How Much Does a Cuttlefish Cost?


Written by:  Howmuchisit.org Staff
Last Updated:  August 9, 2018

Cuttlefish are known to be great hunters, taking down prey three times their size.  Because of this hunting ability, most experts recommend you don’t keep other fish in the same aquarium.

Cuttlefish by Cocayhi, on Flickr
Cuttlefish” (CC BY 2.0) by  Cocayhi

 How much does a cuttlefish cost?

On average, plan on budgeting around $120 to as much as $250 for a half-grown cuttlefish about five inches long.  The cost will depend on the size and where you purchase it.  Eggs and cuttlefish, smaller than one-half of an inch, can cost as little as $15 to $25 each, however.

Flamboyant cuttlefish, which can be very hard to find for sale, can cost as much as $75 per egg or up to $300 for one less than three months old.

LiveAquaria.com, for example, offers a one to two-and-a-half-inch aquacultured cuttlefish (Sepia officinalis) for $150.

Paradise Pet Shop in Wake Village, Texas, offers cuttlefish in groups that can range anywhere from $25 to as much as $1,500.  200 eggs will retail for close to $1,500 while 10 eggs can cost $85.

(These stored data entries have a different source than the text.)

PR #2445, opened 2023-11-29
Add option to dns performance test to install additional YAMLs

rahulkjoshi:
#### What type of PR is this?
/kind feature

Provides the capability to apply additional manifests before starting a DNS performance test. This can be used to install other features that might need to be scaled tested (e.g. egress gateways, network policies, etc.)

### DIFF
--- a/clusterloader2/pkg/measurement/common/dns/dns_performance-k8s-hostnames.go
+++ b/clusterloader2/pkg/measurement/common/dns/dns_performance-k8s-hostnames.go
@@ -20,6 +20,8 @@ import (
 	"context"
 	"embed"
 	"fmt"
+	"os"
+	"path/filepath"
 	"time"
 
 	metav1 "k8s.io/apimachinery/pkg/apis/meta/v1"
@@ -28,6 +30,7 @@ import (
 	"k8s.io/perf-tests/clusterloader2/pkg/framework"
 	"k8s.io/perf-tests/clusterloader2/pkg/framework/client"
 	"k8s.io/perf-tests/clusterloader2/pkg/measurement"
+	measurementutil "k8s.io/perf-tests/clusterloader2/pkg/measurement/util"
 	"k8s.io/perf-tests/clusterloader2/pkg/util"
 )
 
@@ -44,6 +47,7 @@ scraped and results verified to not cross the specified thresholds.
 const (
 	dnsPerfK8sHostnamesMeasureName = "DNSPerformanceK8sHostnames"
 	dnsPerfTestNamespace           = "dns-perf-test"
+	dnsPerfTestDeploymentName      = "dns-perf-client"
 	dnsPerfTestPermissionsName     = "dns-test-client"
 	serviceAccountFilePath         = "manifests/serviceaccount.yaml"
 	clusterRoleFilePath            = "manifests/clusterrole.yaml"
@@ -78,6 +82,9 @@ type dnsPerfK8sHostnamesMeasurement struct {
 	qpsPerClient int
 	// testDurationMinutes is the duration in minutes for DNS client pods to run.
 	testDurationMinutes int
+	// additionalManifestFilePath is the optional location of an extra manifest
+	// to install when setting up the test.
+	additionalManifestFilePath string
 }
 
 func (m *dnsPerfK8sHostnamesMeasurement) Execute(config *measurement.Config) ([]measurement.Summary, error) {
@@ -88,6 +95,10 @@ func (m *dnsPerfK8sHostnamesMeasurement) Execute(config *measurement.Config) ([]
 
 	if err = client.CreateNamespace(m.k8sClient, m.testClientNamespace); err != nil {
 		return nil, fmt.Errorf("error while creating namespace: %v", err)
+	}
+
+	if err = m.createAdditionalManifests(); err != nil {
+		return nil, fmt.Errorf("failed to apply additional manifests: %v", err)
 	}
 
 	if err = m.createDNSClientPermissions(); err != nil {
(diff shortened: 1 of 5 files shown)


clusterloader2/pkg/measurement/common/dns/dns_performance-k8s-hostnames.go
```diff
@@ -182,6 +221,35 @@ func (m *dnsPerfK8sHostnamesMeasurement) deleteDNSClientPermissions() error {
...
+
+	ctx, cancel := context.WithTimeout(context.TODO(), 2*time.Minute)
+	defer cancel()
+	if _, err := measurementutil.WaitForPods(ctx, podStore, options); err != nil {
+		return fmt.Errorf("wating for DNS client pods to delete: %v", err)
+	}
+	return nil
+}
+
 func (m *dnsPerfK8sHostnamesMeasurement) cleanUp() error {
```
aojea, line 253: don't you have to cleanup all the additional manifests that you have installed?

clusterloader2/pkg/measurement/common/dns/dns_performance-k8s-hostnames.go
```diff
@@ -78,6 +82,9 @@ type dnsPerfK8sHostnamesMeasurement struct {
 	qpsPerClient int
 	// testDurationMinutes is the duration in minutes for DNS client pods to run.
 	testDurationMinutes int
+	// additionalManifestFilePath is the optional location of an extra manifest
```
aojea, line 85: I'm not familiar with this framework but is risky to allow passing unstructured configuration to tests

rahulkjoshi: Yeah I understand the concern. My rationale here is a want to install GKE specific CRDs that probably don't need to be hard coded into the perf test framework.

I feel like the unstructured configuration should be ok since this is used for running perf tests and shouldn't be running in anyones production environment anyhow.

clusterloader2/pkg/measurement/common/dns/dns_performance-k8s-hostnames.go
rahulkjoshi: I wasn't able to figure a good way to cleanup unstructured manifests. I can play around with invoking a `kubectl delete`

dlapcevic: There must be a way to parse a manifest file and issue a delete object request.
Try to see if you can use this https://github.com/rahulkjoshi/perf-tests/blob/master/clusterloader2/pkg/test/simple_test_executor.go#L331

Otherwise, `kubectl delete` would be ok.

clusterloader2/pkg/measurement/common/dns/dns_performance-k8s-hostnames.go
dlapcevic: Design-wise I'd say it's acceptable. Although very flexible, nobody is forced to use it. Users will take the responsibility.

@aojea, do you mean there is a security risk?

clusterloader2/pkg/measurement/common/dns/dns_performance-k8s-hostnames.go
```diff
@@ -182,6 +221,35 @@ func (m *dnsPerfK8sHostnamesMeasurement) deleteDNSClientPermissions() error {
 	return m.k8sClient.RbacV1().ClusterRoleBindings().Delete(context.TODO(), dnsPerfTestPermissionsName, metav1.DeleteOptions{})
 }
 
+func (m *dnsPerfK8sHostnamesMeasurement) deleteDNSClient() error {
```
dlapcevic, line 224: The clients are deleted when the namespace is deleted in the cleanup phase.

I assume it's best practice to separately clean up the pods to identify any issues with the clean up.

dlapcevic (approved):
LGTM. Thank you Rahul.

dlapcevic:
@rahulkjoshi please assign to @marseel for approval and merging, once you're ready for it.

clusterloader2/pkg/measurement/common/dns/dns_performance-k8s-hostnames.go
aojea: ah, no security, just in the design of tests I always encourage people to be opinionated, tests are meant to be super stable and solid, so you run them over a black box, and you have clear inputs and you know exactly what output you expect, so the black box is correct because you assert on the outputs. Flexibility also creates more complexity to maintain it ...
If the inputs are flexible the outputs start to be flexible too ... is up to you, just sharing, maybe in this case is different ... just take it into account

clusterloader2/pkg/measurement/common/dns/dns_performance-k8s-hostnames.go
rahulkjoshi: Added cleanup code to remove the additional manifests

clusterloader2/pkg/measurement/common/dns/dns_performance-k8s-hostnames.go
rahulkjoshi: Added cleanup code to delete the additional manifests.

marseel:
@rahulkjoshi @dlapcevic 
Can I get a bit more context why are we doing this? 
It seems to me that we are creating any arbitrary manifest within DNS measurement (I don't see how these two things are related)
I don't really see what's the point if iwe could do the same thing in yaml test config.
Something like this with NetworkPolicies: https://github.com/kubernetes/perf-tests/blob/82625fa63d6669af6b378bb6f680c36772141097/clusterloader2/testing/load/modules/reconcile-objects.yaml#L122
One difference I see is that above one creates objects in test-X namespaces rather then the one used by DNS measurement `dns-perf-test`.
In that case we can either make DNS Measurement to run within regular "test" namespaces or we can add option to Phase to specify namespace names rather than range of namespaces that are auto-created: https://github.com/marseel/perf-tests/blob/83f46c7db453955aa142c1c1bf42311846fa270a/clusterloader2/api/types.go#L100

dlapcevic:
The purpose is in the description:
```
Provides the capability to apply additional manifests before starting a DNS performance test. This can be used to install other features that might need to be scaled tested (e.g. egress gateways, network policies, etc.)
```

We want to be able to apply custom manifests that are related to DNS. I don’t see a simple way to do it without having to add these manifests here in the perf-tests repo. It’s much simpler to allow us to pass them in.
However, Marcel might be right that it doesn’t belong within the DNS measurement, and we could move it out to a separate measurement, and run this measurement just before the DNS measurement.

PR #2189, opened 2022-11-09
fix: master kubelets service monitor in CL2

eddycharly:
#### What type of PR is this?

/kind bug

#### What this PR does / why we need it:

This PR fixes master kubelets service monitor in CL2.

The service monitor lacks `bearerTokenFile` leading to 401 when scraping master kubelets.

PR #2463, opened 2023-12-13
Add bearer token to apiserver prometheus target

marseel:
#### What type of PR is this?

/kind bug

This is followup from https://github.com/kubernetes/perf-tests/pull/2189 to add bearerTokenFile for apiserver.
We've observed the same issue for clusters created with kops on GCE.


marseel:
Seems like adding token breaks kubemarks:
```
I1213 11:22:43.209089      11 httplog.go:132] "HTTP" verb="GET" URI="/metrics" latency="827.166µs" userAgent="Prometheus/2.25.0" audit-ID="d5a688d0-c6e7-43ba-ba51-4d2794867fa8" srcIP="10.64.1.33:40554" resp=401
```
Converting to draft till I fix it.

PR #2486, opened 2023-12-26
Update x/crypto to v0.17.0

marseel:
#### What type of PR is this?

/kind bug

Update x/crypto to a newer version to try to resolve ssh issues.


upodroid (approved):
LGTM

Thanks

PR #2483, opened 2023-12-20
Add an option to inject additional measurements to load config

Argh4k:
#### What type of PR is this?

/kind feature

#### What this PR does / why we need it:

This PR allows to inject additional measurements via CL2_ADDITIONAL_MEASURMENT_MODULES to load/config.yaml.

#### Which issue(s) this PR fixes:
Fixes #

PR #2494, opened 2024-01-08
Fix YAML injections in the network policy enforcement test

dlapcevic:
Remove label key templating from the YAML files to pass the YAML injection checks introduced in https://github.com/kubernetes/perf-tests/pull/2421

Example error message from test failure:
```
reading template (deployment.yaml) error: replacing placeholders error: YAML Injection Detected
```

Similar for the Network Policy Enforcement measurement:
```
NetworkPolicyEnforcement - NetworkPolicyEnforcement error: error while creating test client deployment: TemplateToObject error: replacing placeholders error: YAML Injection Detected
```

/kind bug


dlapcevic:
Hi @marseel, could we merge this since the failures are due to N2 machine quotas, and not related to the change.
Another PR has just been merged despite these failures https://github.com/kubernetes/perf-tests/pull/2483

I tested the change. Our tests that were previously broken are now passing with this.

Those who are looking to purchase the cuttlefish as food should be prepared to spend around the same price as calamari and squid.  On average, this can be around $5 to $13 per pound.

Cuttlefish overview

A cuttlefish, even though it has the term “fish” inside of its name isn’t actually a fish, but rather, a mollusk.  This intelligent species can change color rapidly, and like an octopus, it can emit ink when being attacked or threatened.  It has eight arms, two suckered tentacles to capture food and can grow up to 14 inches long.

Depending on one’s preference, a cuttlefish may be bought in egg clusters, as a juvenile or as an adult.

What are the extra costs?

Cuttlefish food can be costly and should be budgeted for.  Their diet includes brine shrimp, particularly for newly hatched cuttlefish, mollusks, crabs, small fish, octopus, worms, and even other cuttlefish.  Crayfish and freshwater shrimp may also be used.  If raising cuttlefish from eggs, the best food choice is live mysids since newborn hatchlings will only consume live food.  At three months, they can then be fed with marine shrimp and krill.  A bag of 2,000 mysid shrimp, for example, can cost about $300.

If you are going to raise a cuttlefish in an aquarium setting, you will need to consider the cost of keeping a saltwater tank.  The average cost of a saltwater tank with a reef system averages about $30 to $35 per gallon, and experts highly recommend a tank at least 100 to 200 gallons at a minimum.  For example, a 200-gallon tank can easily cost into the thousands.

You need to think about the maintenance of the saltwater tank as well in the future.  If you were to hire a professional aquarium cleaning service, for example, it could start at $1 per gallon, with a minimum fee starting at $75.

If ordering online, shipping charges may apply due to the sensitivity of the fish while in transit.  Most retailers want to ship overnight to ensure the fish survives upon arrival.  This fee, however, may be waived if you meet a minimum spending requirement.

Tips to know:

Cuttlefish have a very short lifespan and can live as long as one to two years with the proper environment.

Cuttlefish eggs hatch in approximately 50 days, depending on the temperature of the water.  Since these hatchlings are very small, about the size of a pea, it can take up to three months to see them inside of the aquarium.

They can become cannibalistic when food is scarce.  If you have more than one cuttlefish, this can be a serious concern.

The cuttlefish is sensitive to heavy metals, particularly copper.  Aquariums should be made of safe materials such as stainless steel or titanium.

When approaching an aquarium with cuttlefish, be careful since a cuttlefish in danger will release an ink cloud in defense. If this were to happen, you would have to change the water immediately to avoid damage or even death.

Some experts suggest having 100 to 200 gallons of water per adult as it needs more room compared with smaller cuttlefish, which can be placed in smaller tanks as they grow.

There are currently ten species of Cuttlefish, all of which are related to the squid, calamari and the octopus.

Raising a cuttlefish is recommended for those who have extensive knowledge.  Even the slightest change in the tank can cause their stress levels to rise, sometimes even causing death.

How can I save money?

If starting out, consider looking for a used saltwater aquarium on Craigslist or even eBay.  If you’re lucky enough, you may be able to find someone who’s getting rid of their fish along with the supplies, helping you potentially save more than 40 percent.